How will you seperate the media? What diameter pipe?


----------



## niko (Jan 28, 2004)

This design is simple and will work if you have very clean water to start with. The problem is that the surface area of the coarse and fine mechanical filtration is too small. It's enough for the surface of the 2 medias to get covered with fine debries and the water flow will be blocked. The greater that surface area is the better. There are filters that are made in a special way which do not plug up only superficially, but they trap debries in the whole "body" of the media before blocking the flow. Yes, they are more expensive and I've seen then only for micron-level filtration.

I estimate that even with a pretty clean tank the 2 medias will plug up in 2-4 days. At that point the water will either find a way to channel around the media, or the flow will simply stop.

So besides super clean water to start with you will most likely find that you have to clean this filter every 2-3 days.

--Nikolay


----------



## hoppycalif (Apr 7, 2005)

The idea should work.
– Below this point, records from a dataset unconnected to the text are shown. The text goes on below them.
PR #892, opened 2024-03-27
feat(bazel): make googleapis a Bzlmod module

keith:
This depends on https://github.com/bazelbuild/bazel-central-registry/pull/1699 because of a circular dependency on grpc-java

This is based on https://github.com/googleapis/googleapis/pull/855 with some fixes

### DIFF
--- a/MODULE.bazel
+++ b/MODULE.bazel
@@ -1,16 +1,29 @@
 module(
-    name = "com_google_googleapis",
-    version = "0.0.0",
+    name = "googleapis",
+    version = "0",
+    repo_name = "com_google_googleapis",
 )
 
+bazel_dep(name = "grpc", version = "1.56.3.bcr.1", repo_name = "com_github_grpc_grpc")
+bazel_dep(name = "grpc-java", repo_name = "io_grpc_grpc_java")
 bazel_dep(name = "protobuf", version = "21.7", repo_name = "com_google_protobuf")
+bazel_dep(name = "rules_go", version = "0.46.0", repo_name = "io_bazel_rules_go")
 bazel_dep(name = "rules_proto", version = "5.3.0-21.7")
+bazel_dep(name = "rules_python", version = "0.31.0")
 
 switched_rules = use_extension("//:extensions.bzl", "switched_rules")
+
+# TODO: Enable support for other languages with bzlmod
 switched_rules.use_languages(
     cc = True,
+    # csharp = True,
+    # gapic = True,
     go = True,
+    grpc = True,
     java = True,
+    # nodejs = True,
+    # php = True,
     python = True,
+    # ruby = True,
 )
 use_repo(switched_rules, "com_google_googleapis_imports")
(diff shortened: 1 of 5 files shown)


MODULE.bazel
```diff
@@ -0,0 +1,29 @@
...
+bazel_dep(name = "rules_proto", version = "5.3.0-21.7")
+bazel_dep(name = "rules_python", version = "0.31.0")
+
+switched_rules = use_extension("//:extensions.bzl", "switched_rules")
+
+# TODO: Enable support for other languages with bzlmod
+switched_rules.use_languages(
+    cc = True,
+    # csharp = True,
+    # gapic = True,
```
keith, line 20: i left some of these out, which means not everything in the repo builds with bzlmod enabled, in order to support each of these we'll have to move their deps to bzlmod, which is potentially difficult depending on their transitives

WORKSPACE.bzlmod
```diff
@@ -0,0 +1,23 @@
+# When Bzlmod is enabled, this file replaces the content of the original WORKSPACE
+# and makes sure no WORKSPACE prefix or suffix are added when Bzlmod is enabled.
+
+load("@bazel_tools//tools/build_defs/repo:http.bzl", "http_archive")
+
+_disco_to_proto3_converter_version = "74c0ede1e6871c878de6c3cab3ef152280c6518f"
```
meteorcloudy, line 6: Are those only dev dependencies?

meteorcloudy (commented):
Nice, this a great start!

WORKSPACE.bzlmod
keith: they aren't, but i didn't handle all the different language specific dependencies here, and this one is one that was easy enough to throw here so that a few more targets built when testing the integration in this repo.

meteorcloudy (approved):

keith:
@meteorcloudy could you help route this?

meteorcloudy:
I'll ask around

michaelschuett-tomtom:
Thank you for this. Saved me a ton of time instead of trying to figure out how to port switched_rules over. I feel like that should be documented some place although it's not documented for use in WORKSPACE as well so not really regressing at all here.

keith:
yea i think if this gets merged we can improve these things. this is already included in the BCR and there are a few examples in there like grpc-java using this extension

meteorcloudy:
@wyverald will follow this up with the internal teams. We should really improve the protobuf + grpc + googleapis situation.

mering:
@meteorcloudy any updates?

Wyverald:
Hello -- I'm still in talks with the team internally at Google. There's a concurrent proposal to reshape the project structure or something, and they're apparently exploring other options of exposing the protos to downstream users.

neilconway:
@Wyverald Any news on this?

loeffel-io:
+1

meteorcloudy:
See more details in https://github.com/bazelbuild/bazel-central-registry/pull/3472, we believe the new approach will simplify the use of googleapis with Bzlmod and avoid polluting your dependency graph.

PR #988, opened 2025-02-28
build_events.proto: add support for Buck2 events

sluongng:
As discussed via email, we would like to extend the existing Build Event
Protocol and Service definitions for Buck2 event system as well.


michaeledgar:
Re-posting from an email conversation:

> Having worked on the effort that first brought these APIs into public use, my perspective is: it would be great to have other build tools using this general-purpose transfer protocol! That was actually an unmet goal of that project 6 years ago. Would it be possible to reuse the existing `Any` fields for the Buck stream, and indicate in metadata that the stream is a Buck stream (vs. Bazel)?

My reasoning has a few steps.

1. The `bazel_event` field was always a misnomer -- even when first introduced, the field was also used for `blaze`, the Google-internal variant of Bazel. So as annoying as it is, that field should be presumed to have the semantics of a hypothetical field generically named `build_tool_event`.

But, replacing the media would be a real pain. And, the flow would tend to create low resistance channels around the media, instead of thru it. It would filter the water though. I would put the pump after the filter, so it sucks water thru rather than pushing it thru. The little "turbine" pumps we use tend to generate very little outlet pressure, but do suck pretty good.


----------



## BryceM (Nov 6, 2005)

That's all you need. Simple is good! Make sure you leave a way to take it apart to change media. I'd take a careful look at each end. You should probably use a reducer that transitions gradually from 1/2" to 6" or whatever diameters you end up going with. If you can figure out a way to do it, a bigger diameter would be better than going longer. A long, thin filter would gunk up faster.


----------



## bichirboy (Dec 28, 2005)

Yeah, the plan was to use large diameter pvc with screw out ends. Media will be seperated by some sort of rings inserted inbetween which would also help in preventing water from flowing around the media. I'll keep researching some and see what I can come up with.


----------



## QuantumCranker (Oct 9, 2005)

It should work, but, like Hoppy touched on, If the water can find a way around the media, it will use it.(path of least resistance) With a straight-through design like yours, you will have to be very careful not to make it easy for the water. Thats why canister filters usually use a in-through-and back flow. The water has no choice but to pass through the media at some point. The problem would likely be the water slipping down the sides of the pipe, outside the media. I'm interested though, keep us posted and by all means, try it out! Don't abandon it!


----------



## BryceM (Nov 6, 2005)

If high flow isn't an issue, just really pack in the filter media. The water will have no choice but to find a way through. Flow won't be as much, but your % of junk removed per pass through the filter will be high.


----------



## stcyrwm (Apr 20, 2005)

I've wondered about something like this myself but never tried it. Another option I have seen is to use an inexpensive water sediment filter as the media container. This way plumbing is all preset for you. I decided against these because the cost of a HOT Magnum at Big Al's is so cheap and I couldn't really beat it doing it myself. In terms of pump placement I would lean toward a submersible to keep noise factor down.

Bill


----------



## bichirboy (Dec 28, 2005)

Yeah, I will eventially give it a go. It should be realtively cheap to build, the pump being the most expensive part, but still only around $50. If it doesn't work, I can use the pump for water changes or something.


----------



## bichirboy (Dec 28, 2005)

guaiac_boy said:


> If high flow isn't an issue, just really pack in the filter media. The water will have no choice but to find a way through. Flow won't be as much, but your % of junk removed per pass through the filter will be high.


I was thinking the same. It is going to be a heavily planted tank, so I am only looking for a 2-3 x turnover rate and it will be on a 75 gallon tank, so 150-225 gph should be easily accomplished. That will be another thing too, being that it will be heavily planted, there won't be THAT much waste to be filtered out since the plants will make use of much of the fish waste and such.


----------